= Record extracts =
Issue #4355, opened 2024-09-12
Move the action in escalation emails closer to the top


past:
**Is your feature request related to a problem? Please describe.**
Feedback suggests that people sometimes scan the escalation emails and if the information looks correct assume there is nothing for them to do. 

**Describe the solution you'd like**
Perhaps moving the action button towards the top, before the explanation of the current status (like a tl;dr) would anchor their mind towards acting.

**Additional context**
Further confusion arises when clicking the button takes you to a page with much more information than the email, which increases the mental overhead of confirming the data. Maybe we should make the button click take you to a simple interstitial or just a "success" message?

KyleJu:
@jrobbins I will make progress on this issue this week since it is a part of my KR

Varryme:
I found the wiki feed that deprecated I took care it

KyleJu:
A few ideas in the email:
1. Title can be changed to: `[Action requested] Verify your webstatus feature before launch - Insecure form warnings on iOS`. Emails rarely use the format of `[webstatus] ESCALATED: [Action requested]` in email subjects.
2. Move the `verify feature accuracy` to the top, and replace the position of the `Insecure form warnings on iOS` link
3. Show the `accurate_as_of date` in the email to highlight when the last update was
4. Highlight it is scheduled to ship **soon** in the first sentence
5. Merge the 4 boxes of texts into two, with one being action items on top and another one for brief explanations. It might reduce the mental overhead to read the email and prompt more actions

![Screenshot 2024-10-31 3 29 07 PM](https://github.com/user-attachments/assets/50e1d6d1-e32a-4176-986f-a2cb3aca28ec)


In the feature accuracy page
1. Move the `confirm accuracy` to the top of the page. Authors can avoid reading through the page and verify the accuracy right away if they are confident about the information.

![Screenshot 2024-10-31 3 38 15 PM](https://github.com/user-attachments/assets/c39114b8-4a68-4b0b-836e-b0e348bf1afc)

KyleJu:
This is complete

PR #4510, opened 2024-10-31
 Simplify feature accuracy notification email

KyleJu:
I have a few ideas in https://github.com/GoogleChrome/chromium-dashboard/issues/4355#issuecomment-2450979970. Overall, the idea is to simplify the sentences and reduce the overhead of reading it. Instead highlight the actions on top.

Remove use of extra []s and change wording in email subjects:
- From `[webstatus] [Action requested] Update Saved queries in sharedStorage.selectURL`  to  `[webstatus] Action requested - Verify Saved queries in sharedStorage.selectURL` 
- When escalation, from `[webstatus] ESCALATED: [Action requested] Update Saved queries in sharedStorage.selectURL
`  to  `[webstatus] Escalation request - Verify Saved queries in sharedStorage.selectURL` 

Rearrange the email body:
- Move `Verify feature accuracy`  button to the top
- Merge four sections into three 
- Highlight the feature is launched soon in the first sentence

Regular accuracy notification (Note that the email subject in prod will start with [webstatus]):
Screenshot 2024-11-01 7 44 06 PM

Escalation email:
Screenshot 2024-11-01 7 46 01 PM

Before this change:
Screenshot 2024-11-01 7 48 32 PM

### Other ideas
On top of it, wdyt if I grey the section under `id=why-triggered`? Normally the explanation for "why I receive this email" is always greyed in the email

Screenshot 2024-10-31 4 59 48 PM

### DIFF
--- a/internals/reminders.py
+++ b/internals/reminders.py
@@ -40,6 +40,7 @@ CHROME_RELEASE_SCHEDULE_URL = (
 WEBSTATUS_EMAIL = 'webstatus@google.com'
 CBE_ESCLATION_EMAIL = 'cbe-releasenotes@google.com'
 STAGING_EMAIL = 'jrobbins-test@googlegroups.com'
+EMAIL_SUBJECT_PREFIX = 'Action requested'
 
 
 def get_current_milestone_info(anchor_channel: str):
@@ -101,7 +102,10 @@ def build_email_tasks(
     html = render_template(body_template_path, **body_data)
     subject = subject_format % fe.name
     if is_escalated:
-      subject = f'ESCALATED: {subject}'
+      if EMAIL_SUBJECT_PREFIX in subject:
+        subject = subject.replace(EMAIL_SUBJECT_PREFIX, "Escalation request")
+      else:
+        subject = f'ESCALATED: {subject}'
     recipients = choose_email_recipients(fe, is_escalated)
     for recipient in recipients:
       email_tasks.append({
@@ -223,7 +227,7 @@ class FeatureAccuracyHandler(AbstractReminderHandler):
   # This grace period needs to be consistent with
   # ACCURACY_GRACE_PERIOD in client-src/elements/utils.ts.
   ACCURACY_GRACE_PERIOD = timedelta(weeks=4)
-  SUBJECT_FORMAT = '[Action requested] Update %s'
+  SUBJECT_FORMAT = EMAIL_SUBJECT_PREFIX + ' - Verify %s'
   EMAIL_TEMPLATE_PATH = 'accuracy_notice_email.html'
   FUTURE_MILESTONES_TO_CONSIDER = 2
   MILESTONE_FIELDS = [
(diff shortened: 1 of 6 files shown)


DanielRyanSmith:
> 1. Where does the [webstatus] prefix come from in the email subject?

I'm not certain here, but this could be a byproduct of webstatus@google.com Google group sending these emails to our inbox. E.g. [None of the actual emails have the prefix in the group](https://groups.google.com/a/google.com/g/webstatus)

> 2. Is there a way to update test_build_email_tasks_escalated_feature_accuracy.html test automatically?

Yes - [uncommenting the line here](https://github.com/GoogleChrome/chromium-dashboard/blob/main/internals/reminders_test.py#L200-L202) and then running the test will update the contents of the file that is being compared (be sure to re-comment the line back so it's not trying to rewrite the contents each time)

templates/accuracy_notice_email.html
```diff
@@ -34,33 +46,5 @@
...
-    {% include "estimated-milestones-table.html" %}
-  </p>
-  <p>
-    Your feature entry is an important resource for
-    cross functional teams that help drive adoption of new features and
-    enterprise IT admins who might be affected by web platform changes.
-  </p>
-
-  <p>
-    We need to know whether your plans are changing or staying
```
past, line 50: How about "The Blink launch process needs to know" instead of "We need to know"? It's not just our team that needs this information, as we're constantly reminded by others, and this framing could add to the sense of urgency and legitimacy that the notification should have.

past (approved):
This is much improved, thanks! I didn't look at the code too closely as I assume Jason will, but I have one more nit: can we refer to the "Chromestatus team" instead of the "Webstatus team" everywhere, including the email subject if possible?

Nowadays with webstatus.dev being a separate thing, the confusion becomes a bit more concerning.

templates/accuracy_notice_email.html
KyleJu: Addressed the comment. The email subject prefix [webstatus] comes from somewhere else. Let me chat with Jason tomorrow

internals/reminders.py
```diff
@@ -101,7 +102,10 @@ def build_email_tasks(
     html = render_template(body_template_path, **body_data)
     subject = subject_format % fe.name
     if is_escalated:
-      subject = f'ESCALATED: {subject}'
+      if EMAIL_SUBJECT_PREFIX in subject:
+        subject = subject.replace(EMAIL_SUBJECT_PREFIX, "Escalation request")
```
jrobbins, line 106: Nit: use single quotes.

templates/accuracy_notice_email.html
jrobbins: I still prefer "we".  It's the simplest way to write it, which allows the emphasis to be on the action that is needed.

jrobbins:
> On top of it, wdyt if I grey the section under `id=why-triggered`?

I'd prefer not to use gray text.  The fact that it comes last should be enough.

jrobbins (approved):
LGTM after one nit.

templates/accuracy_notice_email.html
KyleJu: Agree with "we" here. It also sounds more personal, which always works better in a request

internals/reminders.py
KyleJu: Should have been caught by the lint! I will add it to the Thursday meeting

PR #4536, opened 2024-11-06
Detect revised Groups footer link.

jrobbins:
This should report a problem reported to us via chat by one of the API owners: recent review requests were detected by our server, but the link to the intent thread was not recorded.  

The reason was that the Google Groups footer format changed on Nov 1.
Old footer included `To view this discussion on the web visit https://...`
New footer includes `To view this discussion visit https://...`

In this PR:
* Change the regex and associated tests

### DIFF
--- a/internals/detect_intent.py
+++ b/internals/detect_intent.py
@@ -124,11 +124,11 @@ def detect_gate_id(body) -> int | None:
 
 
 THREAD_LINK_RE = re.compile(
-    r'To view this discussion on the web visit\s+'
+    r'To view this discussion visit\s+'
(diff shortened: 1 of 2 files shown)


jcscottiii (approved):
LGTM with one question: With the recent change to the template, do we need to support both the old and new regexs for a period of time?

jrobbins:
> LGTM with one question: With the recent change to the template, do we need to support both the old and new regexs for a period of time?

I'm seeing the new footer consistently on new messages.  Of course, the Groups team could always change it again, but I don't know that they would change it back.  If anything, I think they should add a comma before "visit", but the old one was missing the comma too, so they probably never will.

PR #169, opened 2021-04-27
Fixes a mesh with wedge cells

bishtgautam:
- Fixes the computation of subface area for wedge cell
- Updates prefix of existing command-line options 
- Adds a command-line option to specify an initial condition file and
  modifies an existing test to use the new command-line option


bishtgautam:
This PR will be rebased after #168 is merged.

src/tdycore.c
```diff
@@ -559,6 +563,10 @@ PetscErrorCode TDySetFromOptions(TDy tdy) {
   ierr = PetscOptionsEnd(); CHKERRQ(ierr);
   tdy->setupflags |= TDyOptionsSet;
 
+  if (tdy->init_from_file && tdy->init_with_random_field) {
+    SETERRQ(PETSC_COMM_WORLD,PETSC_ERR_USER,"Both -tdy_init_from_file and -tdy_init_with_random_field cannot be specified");
```
jeff-cohere, line 567: Does `SETERRQ` automatically raise an error, or do we need to call `CHKERRQ` here to get the error message and halt the program?

jeff-cohere (approved):

jeff-cohere:
@bishtgautam, just confirming: this PR is ready to go, right? No longer a WIP?

bishtgautam:
I'm working on adding a test for wedge mesh.

src/tdycore.c
bishtgautam: No need to call `CHKERRQ` see https://www.mcs.anl.gov/petsc/petsc-current/docs/manualpages/Sys/SETERRQ.html

bishtgautam:
@jeff-cohere There is already a test for wedge mesh. So, this is ready to be integrated.

PR #170, opened 2021-04-28
Update some function prototypes and definitions to be consistent about using PetscReal vs. double.

rtmills:
This PR fixes some consistency issues with using `PetscReal` vs. `double` that showed up when I tried building TDycores using single precision (for testing on Intel integrated GPUs that do not support double precision).


bishtgautam (approved):

bishtgautam:
@rtmills When trying to resolve conflicts, I noticed that many demos were still using `double`. I found it easier to do a find-replace in all files than to resolve conflicts. If you are okay with it, we can close this PR and you can review #171.

rtmills:
@bishtgautam, your fix in #171 is definitely better. Let's close this one. (I've already reviewed and approved #171). Thanks!

PR #175, opened 2021-05-17
Fixes the logic to arrange cells in circular order

bishtgautam:
The updated code now puts the cells with minimum numbers of
neighbors at the start and end of array containing the cells
ids that needed to be rearranged. The rearranged array is
next sorted to ensure cell `i` and `i+1` are neighbors.

### DIFF
--- a/src/mesh/tdycoremesh.c
+++ b/src/mesh/tdycoremesh.c
@@ -2285,8 +2285,10 @@ PetscErrorCode ArrangeCellsInCircularOrder(TDy tdy, PetscInt *cellsAbvBlw, Petsc
   // Determine the number of neigbhors
   for (PetscInt ii = 0; ii < ncells; ii++){
     for (PetscInt jj = ii+1; jj < ncells; jj++){
-      nNeighbors[ii] += AreCellsNeighbors(tdy, cellsAbvBlw[ii], cellsAbvBlw[jj]);
-      nNeighbors[jj] += AreCellsNeighbors(tdy, cellsAbvBlw[ii], cellsAbvBlw[jj]);
+      PetscInt result = AreCellsNeighbors(tdy, cellsAbvBlw[ii], cellsAbvBlw[jj]);
+
+      nNeighbors[ii] += result;
+      nNeighbors[jj] += result;
     }
   }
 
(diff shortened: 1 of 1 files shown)


jeff-cohere:
Hey Gautam,

This looks like it does what you say it does. Is this tested by anything that assumes the cells are in such an order? Should we add a test for it, maybe?

bishtgautam:
There is [code](https://github.com/TDycores-Project/TDycore/pull/175/files#diff-2e8de59d7f94a447d9166144c1a228e05325d894e96df2c448c399bbeb52d867R2378), which isn't updated in this PR, that checks to make sure that the sorted cells are such that `i` and `i+1` are neighbors.

src/mesh/tdycoremesh.c
```diff
@@ -2268,14 +2268,92 @@ PetscBool AreCellsNeighbors(TDy tdy, PetscInt cell_id_1, PetscInt cell_id_2) {
...
+
+  PetscInt nNeighbors[ncells];
+  for (PetscInt ii = 0; ii < ncells; ii++) {
+    nNeighbors[ii] = 0;
+  }
+
+  // Determine the number of neigbhors
+  for (PetscInt ii = 0; ii < ncells; ii++){
+    for (PetscInt jj = ii+1; jj < ncells; jj++){
+      nNeighbors[ii] += AreCellsNeighbors(tdy, cellsAbvBlw[ii], cellsAbvBlw[jj]);
```
jeff-cohere, line 2288: If you wanted, you could store the result of `AreCellsNeighbors` here and then add it to both `nNeighbors[ii]` and `nNeighbors[jj]`.

src/mesh/tdycoremesh.c
```diff
@@ -2268,14 +2268,92 @@ PetscBool AreCellsNeighbors(TDy tdy, PetscInt cell_id_1, PetscInt cell_id_2) {
...
+      SETERRQ(PETSC_COMM_WORLD,PETSC_ERR_USER,"Number of cells with minimum number of neighbors is not TWO");
+    }
+
+    // Put the cells with min number of neigbhors at the start and end of the array
+    PetscInt tmpOrder[ncells];
+    count = 0;
+    tmpOrder[0] = cellsAbvBlw[minIdx];
+    for (PetscInt ii = 0; ii < ncells; ii++){
+      if (ii != minIdx && nNeighbors[ii] > minNeighbors) {
+        count = count + 1;
```
jeff-cohere, line 2328: This is trivial, but one of C's idioms (also used in C++) is that `count++` can be used for `count = count + 1`, and `count += n` can be used instead of `count = count + n`. Once you get used to it, it's much more "breezy".

jeff-cohere (approved):
Looks good. I commented on a couple of things. Up to you whether they're worth incorporating.

bishtgautam:
@jeff-cohere I made a new commit to address your comments.

PR #179, opened 2021-05-17
Add saturation in model output

leorosie:


src/tdyio.c
```diff
@@ -42,11 +43,12 @@ PetscErrorCode TDyIOSetMode(TDy tdy, TDyIOFormat format){
   tdy->io->format = format;
   int num_vars = tdy->io->num_vars;
   DM dm = tdy->dm;
-  char *zonalVarNames[1];
+  char *zonalVarNames[num_vars];
 
   PetscInt dim,istart,iend,numCell,numVert,numCorner;
 
   zonalVarNames[0] = tdy->io->zonalVarNames[0];
```
bishtgautam, line 50: How about using a for-loop here to set `zonalVarNames`?

src/tdyio.c
```diff
@@ -73,33 +74,48 @@ PetscErrorCode TDyIOSetMode(TDy tdy, TDyIOFormat format){
...
   if (tdy->io->format == PetscViewerASCIIFormat) {
-    ierr = TDyIOWriteAsciiViewer(v, time);CHKERRQ(ierr);
+    ierr = TDyIOWriteAsciiViewer(p,s,time);CHKERRQ(ierr);
   }
   else if (tdy->io->format == ExodusFormat) {
     char *ofilename = tdy->io->filename;
 
     ierr = TdyIOAddExodusTime(ofilename,time,tdy->io);CHKERRQ(ierr);
-    ierr = TdyIOWriteExodusVar(ofilename,dm,v,tdy->io,time);CHKERRQ(ierr);
+    ierr = TdyIOWriteExodusVar(ofilename,dm,p,s,tdy->io,time);CHKERRQ(ierr);
```
bishtgautam, line 100: Instead of increasing the input argument (`s` for saturation), have two separate calls to the function to write `p` and `s` e.g.


```

ierr = TDyIOWriteExodusVar(filename, dm, P, zonalVarNames[0], tdy->io,time);CHKERRQ(ierr);
ierr = TDyIOWriteExodusVar(filename, dm, S, zonalVarNames[1], tdy->io,time);CHKERRQ(ierr);
...
...

// Update function
PetscErrorCode TDyIOWriteExodusVar(char *ofilename, DM dm, 
  Vec var, char *varname, PetscInt sequence_num, PetscReal time){
...
...
}
```

src/tdyio.c
```diff
@@ -122,24 +138,36 @@ PetscErrorCode TdyIOInitializeHDF5(char *ofilename, DM dm){
...
+  ierr = PetscObjectSetName((PetscObject) P,word);CHKERRQ(ierr);
+  ierr = VecView(P,viewer);CHKERRQ(ierr);
+
+  ierr = PetscObjectSetName((PetscObject) S,word);CHKERRQ(ierr);
+  ierr = DMGetSection(dm, &sec);
+  //Change to field name to Saturation
+  ierr = PetscSectionSetFieldName(sec, 0, "Saturation"); CHKERRQ(ierr);
+  ierr = VecView(S,viewer);CHKERRQ(ierr);
+  //Change back to LiquidPressure
+  ierr = PetscSectionSetFieldName(sec, 0, "LiquidPressure"); CHKERRQ(ierr);
```
bishtgautam, line 164: Why is this switching taking place?

cc: @knepley

bishtgautam (changes requested):

src/tdyio.c
leorosie: We can temporarily change the name of the field in the section so it prints out correctly with VecView() and then change it back after the call to VecView()

I'm not sure if there is a more elegant way to do this though

bishtgautam: Ok. Let's change the function such that we only write one variable at a time with the variable name as an input argument (see [psuedo code](https://github.com/TDycores-Project/TDycore/pull/179/files#r633853680)). This would enable us to just set the fieldname using the variable name.

bishtgautam (commented):
The changes look great!

include/private/tdyioimpl.h
```diff
@@ -7,21 +7,21 @@ struct _p_TDyIO {
...
 PETSC_INTERN PetscErrorCode TDyIOCreate(TDyIO*);
 PETSC_INTERN PetscErrorCode TdyIOInitializeExodus(char*,char*[],DM ,int);
-PETSC_INTERN PetscErrorCode TdyIOAddExodusTime(char*,PetscReal,TDyIO);
-PETSC_INTERN PetscErrorCode TdyIOWriteExodusVar(char*,DM,Vec,TDyIO,PetscReal);
+PETSC_INTERN PetscErrorCode TdyIOAddExodusTime(char*,PetscReal,DM,TDyIO);
+PETSC_INTERN PetscErrorCode TdyIOWriteExodusVar(char*,Vec,char*,TDyIO,PetscReal);
 PETSC_EXTERN PetscErrorCode TdyIOInitializeHDF5(char*,DM);
-PETSC_EXTERN PetscErrorCode TdyIOWriteHDF5Var(char*,Vec,PetscReal);
-PETSC_EXTERN PetscErrorCode TDyIOWriteAsciiViewer(Vec,PetscReal);
+PETSC_EXTERN PetscErrorCode TdyIOWriteHDF5Var(char*,DM,Vec,char*,PetscReal);
```
bishtgautam, line 21: Could also change in this PR functions names from`TdyIO*` to `TDyIO*`?

bishtgautam (approved):
Looks great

= Task item =
For each line in the data that contains the string "already", give a copy of that line.

= Answer for this exercise =
@jeff-cohere There is already a test for wedge mesh. So, this is ready to be integrated.
@bishtgautam, your fix in #171 is definitely better. Let's close this one. (I've already reviewed and approved #171). Thanks!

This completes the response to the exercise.